# Worst "Expert"



## stuartdouglas (Mar 5, 2008)

Ok, who do you think is the worst TV herp'/invert "expert" The one that really makes you want to throw a brick through the telly when they start?


----------



## SNAKEWISPERA (Aug 27, 2007)

dr brady barr....i never even capped it namelol


----------



## SiUK (Feb 15, 2007)

Brady Bar hands down :lol2:


----------



## Rob Wallace (Sep 24, 2006)

Austin stevens..... i was so so so rooting for the Cobra!!

: victory:

Altho i have to say i have never seen brady barr.


----------



## Rob Wallace (Sep 24, 2006)

wllcr said:


> Austin stevens..... i was so so so rooting for the Cobra!!
> 
> : victory:
> 
> Altho i have to say i have never seen brady barr.


Nope wait i do know him... still austin stevens for me tho.


----------



## SNAKEWISPERA (Aug 27, 2007)

Austin stevens is great


----------



## Fangio (Jun 2, 2007)

wllcr said:


> Austin stevens..... i was so so so rooting for the Cobra!!
> 
> : victory:
> 
> Altho i have to say i have never seen brady barr.
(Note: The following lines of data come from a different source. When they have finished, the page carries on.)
PR #249, opened 2023-09-04
Plasmoid drift

liamanton:


src/Equations/SPIHandler.cpp
```diff
@@ -324,6 +553,21 @@ void SPIHandler::Rebuild(real_t dt){
...
+                    shift_r[ip] = Deltar(ip);
+                    if(shift_r[ip] + xp[ip]>nr*Dr)
+                        shift_r[ip] = nr*Dr-xp[ip];
+                    nbrShiftGridCell[ip]=std::round(shift_r[ip]/Dr);
+                }
+            }
+        }
         // Shift the deposition profile
         for(len_t ip=0;ip<nShard;ip++){
             if(rCoordPNext[ip]>rCoordPPrevious[ip]){
```
vaoskar, line 573: I know this is mostly on me, but the loop condition here should be ir<nr-nbrShiftGridCell[ip] (before we have only used shifts of one grid cell and didn't plan well enough for the future...). Also, one should set depositionProfilesAllShards[ir*nShard+ip] = 0 for ir>nbrShiftGridCell[ip] (and make the corresponding changes for the rCoordPNext[ip]<rCoordPPrevious[ip]-case).

vaoskar (changes requested):
Really nice work! As far as I can tell this should work (except for some small mistakes that are mostly my fault...) for the test cases we have used! There are just a few simplifications of the implementation that would be good to alleviate to make the code work for a more general case before merging.

vaoskar (dismissed):
Great job! I only found some small things to change, and it felt easier to just fix them than writing detailed enough instructions for how to do it, so I fixed them myself. FYI I summarise the changes below:

There were a couple of places where you replaced Zavg0 where it shouldn't be replaced. 

I managed to make sure the drift is only calculated in the first iteration, so that we can simply get the conductivity directly from RunawayFluid in the first iteration and then just save it, which helps to make sure we use the same conductivity mode in both classes. 

I saw some errors in the logic on how to shift the deposition profiles, and some changes had to be done to ensure compatibility with the prescribed drift and the shift of the heat absorbed into the cloud.

Finally, you seemed to have made some potentially unintentional changes in the example running script, so I reverted it to use the same parameters as in the original case. I don't know what parameters you used in the example in the overleaf documentation, but perhaps you want to update that.

With these changes in place, it seems to work fine, as far as I can tell at least, so for me it is good to go! Does @hoppe93 want to take a look before we merge?

src/Equations/SPIHandler.cpp
```diff
@@ -541,6 +820,20 @@ void SPIHandler::CalculateIrp(){
     }
 }
 
+int SPIHandler::CalculateDriftIrp(len_t ip, real_t shift){
+    int temp = 0;
```
hoppe93, line 824: ``int_t``?

hoppe93 (changes requested):
Impressive work! :D I have a number of questions/comments though which will need to be addressed before we merge.

src/Equations/SPIHandler.cpp
```diff
@@ -221,13 +275,199 @@ void SPIHandler::DeallocateQuantities(){
...
+ * succeeding the pellet injection. The analytical model is derived in doi:10.1017/S0022377823000466
+ */
+
+ // Stores data about the surroundings of a shard
+void SPIHandler::AssignShardSpecificParameters(int ip){
+    v0 = -vp[3*ip];
+    n_e = ncoldPrevious[irp[ip]];
+    Te = TcoldPrevious[irp[ip]];
+    B = sqrt(this->rGrid->GetFSA_B2(irp[ip])) * rGrid->GetBmin(irp[ip]);
+    sigma = rf->GetElectricConductivity(irp[ip]);// As this function will only be called during the first newton iteration of each time step, sigma will be the conductivity from the previous time step
```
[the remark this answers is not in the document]
hoppe93: If ``RunawayFluid`` is rebuilt before ``SPIHandler`` you should get the conductivity for the current time step, and not for the "previous time step" as indicated in the comment. If you just want "some conductivity", this is fine, but the comment is inaccurate in that case.

(The ``RunawayFluid`` object is always rebuilt with the best available solution for the current time ``t``, so I would say it is "rebuilt based on values from the latest time step even if discarded". I don't see how that would be strange? To me that sounds like the expected behaviour of a Newton solver?)

src/Settings/SPIHandler.cpp
```diff
@@ -53,10 +67,28 @@ SPIHandler *SimulationGenerator::ConstructSPIHandler(FVM::Grid *g, FVM::UnknownQ
...
+    real_t *ZavgDriftArray = new real_t[nZavgDrift];
+    len_t *ZsDrift = new len_t[nZavgDrift];
+    len_t *isotopesDrift = new len_t[nZavgDrift];
+    if(spi_shift_mode == OptionConstants::EQTERM_SPI_SHIFT_MODE_ANALYTICAL){
+        for (len_t i = 0; i < nShard; i++)
+            TDrift[i] = (real_t)_TDrift[i];
+        for (len_t i = 0; i < nZavgDrift; i++){
+            ZavgDriftArray[i] = (real_t)_ZavgDriftArray[i];
+            ZsDrift[i] = (len_t)_ZsDrift[i];
+            isotopesDrift[i] = (len_t)_isotopesDrift[i];
```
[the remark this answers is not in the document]
hoppe93: (I will take care of this)

src/Settings/SPIHandler.cpp
```diff
@@ -53,10 +67,28 @@ SPIHandler *SimulationGenerator::ConstructSPIHandler(FVM::Grid *g, FVM::UnknownQ
         isotopes[i]=(len_t)_isotopes[i];
     }
     
-    len_t *nbrShiftGridCell = new len_t[nShard];
+    int_t *nbrShiftGridCell = new int_t[nShard];
     for (len_t i = 0; i < nShard; i++)
-        nbrShiftGridCell[i] = (len_t)_nbrShiftGridCell[i];
+        nbrShiftGridCell[i] = (int_t)_nbrShiftGridCell[i];
```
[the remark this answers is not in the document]
hoppe93: (I will take care of this)

hoppe93 (changes requested):
Some things still need addressing, in particular regarding memory handling and leaks.

src/Equations/SPIHandler.cpp
```diff
@@ -87,44 +109,74 @@ SPIHandler::SPIHandler(FVM::Grid *g, FVM::UnknownQuantityHandler *u, len_t *Z, l
...
-		 
-		        if(Z[iZ]==1 && isotopes[iZ]==2){
+                
+		        if(Z[iZ]==1 && isotopes[iZ]==2)
 		            pelletDeuteriumFraction[ip]+=molarFraction[offset+ip];
-		        }
+
+                ZavgDrift[ip]+=ZavgDriftList*molarFraction[offset+ip];
+                if (!((Z[iZ]==1 && isotopes[iZ]==2) || Z[iZ]==10) && counter2==0){
+                    printf("SPIHandler: Using other molarFractions other than deuterium and neon will lead to urealistic ablating.");
```
hoppe93, line 177: This needs to be turned into a warning (i.e. using the ``DREAM::IO::PrintWarning()`` function, with an appropriate warning ID).

hoppe93 (changes requested):
Found another issue which must be resolved.

src/Equations/SPIHandler.cpp
```diff
@@ -87,44 +109,74 @@ SPIHandler::SPIHandler(FVM::Grid *g, FVM::UnknownQuantityHandler *u, len_t *Z, l
...
     this->nr=rGrid->GetNr();
     this->nShard=unknowns->GetUnknown(id_Yp)->NumberOfMultiples();
+    
+    this->NZ=NZ;
 
     // Memory allocation
     AllocateQuantities();
     
+    // Ablation cloud quantities
+    this->TDrift=TDrift;
```
hoppe93, line 119: ``this->TDrift`` is allocated in ``AllocateQuantities()``, but then immediately overwritten here, leading to a memory leak. Is this really the intended behaviour? Should ``TDrift`` really be allocated in ``AllocateQuantities()``? (if not, the ``delete [] TDrift`` should probably be moved directly to the destructor?

src/Equations/SPIHandler.cpp
```diff
@@ -87,44 +109,74 @@ SPIHandler::SPIHandler(FVM::Grid *g, FVM::UnknownQuantityHandler *u, len_t *Z, l
...
+                }
+            }
             for(len_t ip=0;ip<nShard;ip++){
 		        pelletMolarMass[ip]+=molarMass*molarFraction[offset+ip];
 		        pelletMolarVolume[ip]+=molarMass/solidDensity*molarFraction[offset+ip];
-		 
-		        if(Z[iZ]==1 && isotopes[iZ]==2){
+                
+		        if(Z[iZ]==1 && isotopes[iZ]==2)
 		            pelletDeuteriumFraction[ip]+=molarFraction[offset+ip];
```
hoppe93, line 173: Why is this ``+=`` and not just ``=``? At this point, ``pelletDeuteriumFraction`` is uninitialized and could contain garbage values. It must therefore either be properly initialized first, or we should turn ``+=`` into ``=``.

src/Equations/SPIHandler.cpp
```diff
@@ -315,50 +583,112 @@ void SPIHandler::Rebuild(real_t dt){
...
-    }else if(spi_deposition_mode==OptionConstants::EQTERM_SPI_DEPOSITION_MODE_LOCAL_LAST_FLUX_TUBE){
-        CalculateTimeAveragedDeltaSourceLocal(depositionProfilesAllShards);
-
-        // Shift the deposition profile to the last grid cell (before the current one) to avoid "self-dilution"
+        // Shift the deposition profile
         for(len_t ip=0;ip<nShard;ip++){
-            if(rCoordPNext[ip]>rCoordPPrevious[ip]){
-                for(len_t ir=0;ir<nr-1;ir++){
-                    depositionProfilesAllShards[ir*nShard+ip]=rGrid->GetVpVol(ir+1)/rGrid->GetVpVol(ir)*depositionProfilesAllShards[(ir+1)*nShard+ip];
+            if(nbrShiftGridCell[ip]<0){
```
hoppe93, line 669: Somehow, the code is getting to this point without ``nbrShiftGridCell`` being initialized (it is allocated, but its elements have not been set to any particular values).

hoppe93 (changes requested):
Found some additional things which need addressing.

hoppe93 (approved):
This looks ready to merge now!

Me too dude, some people deserve what they get. Yanking around a wild cobra like that in the sake of entertainment is disgusting IMO.



SiUK said:


> Brady Bar hands down :lol2:


I have to agree.....this guy is a bigger choad than Austin.


----------



## the-reptile-mafia (Jan 4, 2008)

Austin stevens but another man is creeping.
Bruce George he had a program on animal planet a while ago called snake buster and he doies my head in


----------



## stuartdouglas (Mar 5, 2008)

Bugger, forgot about him, with the Village People 'tache, extremely dodgy leather chaps and rides around on a big bike?


----------



## Declan123 (Dec 29, 2007)

Dr Brr guy....hes a :censor: lol, Also....Austin stevens is great.... and most of the people on the list dont class thereselves as "experts"


----------



## stuartdouglas (Mar 5, 2008)

I know, and TBH I feel a bit crap putting Mark O'Shea on there 'cos I rate him, although some people don't. But they present programs from a point of expertise, therefore the public perceive them to be "experts"


----------



## Declan123 (Dec 29, 2007)

I can understand you, as they all know what there talking about....But they class themsleves as "enthusiasts" only from that list Dr Brady classes himself as an "Expert"....
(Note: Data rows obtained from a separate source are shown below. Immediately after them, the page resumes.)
PR #252, opened 2023-10-02
Kinetic tritium Compton

IdaEkmark:
Implemented kinetic sources for the tritium and Compton runaway generation sources, as an alternative to the fluid rates already implemented.


hoppe93 (changes requested):
Looks mostly, good I just spotted some things!

src/Settings/RunawaySourceTerms.cpp
```diff
@@ -89,14 +91,54 @@ RunawaySourceTermHandler *SimulationGenerator::ConstructRunawaySourceTermHandler
...
+            real_t pLower;
+            if (hottailGrid != nullptr)
+                pLower = hottailGrid->GetMomentumGrid(0)->GetP1_f(hottailGrid->GetNp1(0));
+                
+            else if (runawayGrid != nullptr)
+                pLower = runawayGrid->GetMomentumGrid(0)->GetP1_f(0);
+            
+            if(grid == fluidGrid) {
+                oqty_terms->comptonSource_fluid = new ComptonSource(grid, unknowns, LoadDataT("eqsys/n_re/compton", s, "flux"), pLower, -1.0, ComptonSource::SOURCE_MODE_FLUID, REFluid);
+                rsth->AddSourceTerm(eqnSign + "fluid Compton", oqty_terms->comptonSource_fluid);
```
leferi99, line 105: I don't quite see a problem here but when I set COMPTON_RATE_ITER_DMS_KINETIC, the summary which comes up after the DREAM ASCII art says that I am using fluid Compton even though I have both hottail- and runaway grids. Maybe the problem is in src/Settings/Settings.cpp if that decides what will be printed to the terminal in the main.cpp?
@IdaEkmark

IdaEkmark: In your case, the quantity n_re should be interpreted as all the electrons with momentum above the lower limit of the runaway grid, and it is evaluated as a fluid based on the equation in the equation term information below the DREAM splash screen. However, importantly, this is just for keeping track of how many particles there are with higher momentum than the lower momentum limit - for the runaway electron distribution function f_re (from which the runaway current is also evaluated), it is the kinetic Compton source that is being used, not the fluid Compton source.

IdaEkmark: Great! Just let me know if you have any other questions :)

Even Steve Irwin didnt class himself as an reptile Expert....

Mark O'shea, Austin Stevens...etc....have done soo much for animal conservation...
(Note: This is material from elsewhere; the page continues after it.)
PR #253, opened 2023-10-04
Imas to master

olaszsoma:
The IDS interface for DREAM is implemented. It reads in the neccessary IDS fields and initializes a DREAM settings object, which can be used to setup a DREAM run. The output is not written into IDSs. Two separate options are available: either generate initial conditions based on the IDS provided, and run a self-consistent DREAM simulation, or follow the data prescribed in the provided IDS data and run a prescribed simulation. The implementation was tested on the Gateway system.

And should be well respected..


----------



## CBR1100XX (Feb 19, 2006)

Brady Barr


----------



## stuartdouglas (Mar 5, 2008)

I'm not decrying what any of them have done in their field, however some, if not all of those people have personalities and idiosyncracies that people might find annoying. That's what the poll is for.


----------



## Declan123 (Dec 29, 2007)

Understand you friend : victory:


----------



## slither61 (Nov 18, 2006)

Hi all,

There's no wonder our hobbie is in such a state, we even pick on fellow herpers and stick the boot in.

We may not like some of them, but at least they have got off their backsides and brought reptiles into our front rooms so non reptile people can make up their own minds about snakes and lizards.

We don't like it when we are been slaged off by the RSPCA and other anti organizations, so why do we do it to our own kind.

Some things they do I don't like, but a lot is done for the viewing figures, I would rather have what we have got, than nothing at all.

I will watch all of them because I like reptiles, and learning.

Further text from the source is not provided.